# RNN for text prediction

![](https://637078585-files.gitbook.io/~/files/v0/b/gitbook-x-prod.appspot.com/o/spaces%2F-MYsi-h_n0zY_8MKKgyu%2Fuploads%2Fgit-blob-f70ae0c42edd48c12e24f24fbcefd973fc1d3c12%2Frnn-3.png?alt=media)

* Input text: “the cat sat on the ma”
* Question: what is the next char?
* RNN outputs a distribution over the chars.
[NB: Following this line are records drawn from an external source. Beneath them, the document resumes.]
PR #410, opened 2021-07-20
tighten signal_generator symmetry bounds

### LINKED ISSUE #408: signal_generator: validate symmetry
https://github.com/quartiq/stabilizer/blob/cc79deacf7b4efdf9caaacfbb4fc9007661897ee/src/hardware/signal_generator.rs#L67-L76

The conversion to `u32` will overflow if `ftw/symmetry > u32::MAX as f32` or `ftw/(1.0 - symmetry) > u32::MAX as f32`.
The bounds check needs to look at those conditions as well and clip the FTWs. Note that there should not be any limit on `ftw`.

jordens:
close #408

### DIFF
--- a/src/hardware/signal_generator.rs
+++ b/src/hardware/signal_generator.rs
@@ -77,7 +77,7 @@ impl TryFrom<BasicConfig> for Config {
 
         // Validate base frequency tuning word to be below Nyquist.
         const NYQUIST: f32 = (1u32 << 31) as _;
-        if 2.0 * ftw > NYQUIST {
+        if ftw < 0.0 || 2.0 * ftw > NYQUIST {
             return Err(Error::InvalidFrequency);
         }
 
--- a/src/hardware/signal_generator.rs
+++ b/src/hardware/signal_generator.rs
@@ -1,4 +1,7 @@
-use crate::{configuration::ADC_SAMPLE_TICKS_LOG2, hardware::dac::DacCode};
+use crate::{
+    configuration::ADC_SAMPLE_TICKS_LOG2, hardware::dac::DacCode,
+    hardware::design_parameters::TIMER_FREQUENCY,
+};
 use core::convert::{TryFrom, TryInto};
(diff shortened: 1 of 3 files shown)


src/hardware/signal_generator.rs
```diff
@@ -60,13 +63,14 @@ impl TryFrom<BasicConfig> for Config {
...
         let frequency_tuning_word: [u32; 2] = {
-            const LSB_PER_HERTZ: f32 =
-                (1u64 << (31 + ADC_SAMPLE_TICKS_LOG2)) as f32 / 100.0e6;
+            const LSB_PER_HERTZ: f32 = (1u64 << (31 + ADC_SAMPLE_TICKS_LOG2))
+                as f32
+                / (TIMER_FREQUENCY.0 * 1_000_000) as f32;
             let ftw = config.frequency * LSB_PER_HERTZ;
 
-            if config.symmetry <= 0.0 {
+            if config.symmetry <= ftw / u32::MAX as f32 {
```
ryan-summers, line 71: There are two bounds checks we need to satisfy:
* `ftw / symmetry <= u32::MAX as f32` and `ftw / (1 - symmetry) <= u32::MAX as f32`
* `config.symmetry` in [0, 1]

It looks like while trying to combine them into a single comparison (If I'm understanding the changes correctly), the second check for symmetry was lost. IMO it's more clear if we don't try to combine them and leave them as two explicit checks. This code doesn't get executed very often, so the slight loss in efficiency is more than compensated for code legibility.

ryan-summers (changes requested):

src/hardware/signal_generator.rs
jordens: To me it's one and the same check. But I have added a couple more checks which also make what's being checked/clipped/rounded clearer.

jordens:
need to add another check
bors cancel

jordens:
bors merge

PR #412, opened 2021-07-21
Updating IO expander to be configured before AD9959

### LINKED ISSUE #411: Intermittent Pounder setup failure after power on
With pounder installed on stabilizer, there exist an issue where the code always panics at first cold boot (power plugged in), persist for random amount of MCU reset cycles, before the setup process eventually succeeds by repeated resetting of the MCU, and will keep on working through MCU resets, until power to the system is lost.

Error log message:
```
INFO - Starting
INFO - EUI48: 04-91-62-d9-f5-e5
INFO - Found Pounder
panicked at 'called `Result::unwrap()` on an `Err` value: Check', src/hardware/setup.rs:835:14
```
The code panics during the AD9959 setup process in ad9959/src/lib.rs at
```
// Read back the CSR to ensure it specifies the mode correctly.
let mut updated_csr: [u8; 1] = [0];
ad9959.read(Register::CSR, &mut updated_csr)?;
if updated_csr[0] != csr[0] {
    return Err(Error::Check);
}
```
, where the QSPI read back of the CSR register reads 0, which does not match the content written into the register with SPI a few lines before.

The issue is caused by the Pounder setup code initializing the AD9959 chip before the MCP23017 IO expander. Pounder MOSFET T1 (connected to GPB6 of MCP23017) controls power to Pounder OSC1, which is the system clock source for the AD9959 chip. As the MCP23017 IO ports default to floating inputs after power on, the gate of T1 is floating during AD9959 setup, meaning the presence of power to OSC1 and clock source of AD9959 depends on random built up gate charges on T1. 
Screenshot from 2021-07-21 12-32-50

Page 30 of the AD9959 datasheet mentions the IO_UPDATE pin must be held high for one SYNC_CLK cycle before the content in the SPI/QSPI buffer is written into the device register. SYNC_CLK is internally set to 1/4 of the AD9959 system clock, and with the presence of system clock being random, the initial SPI write into CSR register may or may not have updated the CSR register's contents. 
Screenshot from 2021-07-21 12-33-34

If CSR is not updated, QSPI reads back 0, triggering a panic. 
Screenshot from 2021-07-20 15-04-04

If CSR is updated when IO_UPDATE is held high due to random turn on of T1, or previous successful Pounder setup, the AD9959 setup process passes, MCP23017 GPB6 is set low, and the system will work until power is removed.
Screenshot from 2021-07-20 15-05-39

The solution of this issue is to first setup MCP23017, wait 1 ms for OSC1 output to stabilize, then setup AD9959.

ryan-summers:
This PR fixes #411 by refactoring the code to initialize the IO expander before the AD9959. It was discovered that the oscillator to the AD9959 may not be enabled due to a floating MOSFET gate. This was causing register configs to fail.

The fix configures the IO expander first to ensure that the OSC_ENn signal is de-asserted to enable the AD9959 oscillator.

### DIFF
--- a/src/hardware/setup.rs
+++ b/src/hardware/setup.rs
@@ -769,6 +769,26 @@ pub fn setup(
     delay.delay_ms(2u8);
     let pounder = if pounder_pgood.is_high().unwrap() {
         log::info!("Found Pounder");
+
+        let mut io_expander = {
+            let sda = gpiob.pb7.into_alternate_af4().set_open_drain();
+            let scl = gpiob.pb8.into_alternate_af4().set_open_drain();
+            let i2c1 = device.I2C1.i2c(
+                (scl, sda),
+                400.khz(),
+                ccdr.peripheral.I2C1,
+                &ccdr.clocks,
+            );
+            mcp23017::MCP23017::default(i2c1).unwrap()
+        };
+
+        // Configure power-on-default state for pounder. All LEDs are off, on-board oscillator
+        // selected and enabled, attenuators out of reset. Note that testing indicates the
+        // output state needs to be set first to properly update the output registers.
+        io_expander.all_pin_mode(mcp23017::PinMode::OUTPUT).unwrap();
+        io_expander.write_gpio(mcp23017::Port::GPIOA, 0x00).unwrap();
+        io_expander.write_gpio(mcp23017::Port::GPIOB, 0x2F).unwrap();
+
         let ad9959 = {
             let qspi_interface = {
                 // Instantiate the QUADSPI pins and peripheral interface.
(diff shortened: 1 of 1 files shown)


jordens (changes requested):
The setup is done twice now making it hard to maintain. What's the rationale?
Why not just move the `ad9959` creation after the `PounderDevices::new()`?

ryan-summers:
> The setup is done twice now making it hard to maintain. What's the rationale?
> Why not just move the `ad9959` creation after the `PounderDevices::new()`?

Because I was (falsely) under the impression that `PounderDevices` needed the `ad9959` for construction. Will update - I don't like the duplicity either.

jordens:
LGTM
bors r+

![](https://637078585-files.gitbook.io/~/files/v0/b/gitbook-x-prod.appspot.com/o/spaces%2F-MYsi-h_n0zY_8MKKgyu%2Fuploads%2Fgit-blob-20bf2a54b1f956fb0068f8357f4b255aa469af21%2Frnn-4.png?alt=media)

* Sample a char from it; we may get ‘t’.
* Take “the cat sat on the mat” as input.
* Maybe the next char is period ‘.’.

## Training

* Cut text to segments (with overlap). E.g., seg\_len=40 and stride=3.
  * Partition text to (segment, next\_char) pairs.
* A segment is used as input text.
* Its next char is used as label.
* One-hot encode the characters.
  * Character -> $$v \times 1$$ vector.
  * Segment $$l \times v$$ matrix.
* Training data: (segment, next\_char) pairs
* It is a multi-class classification problem. #class = #unique chars.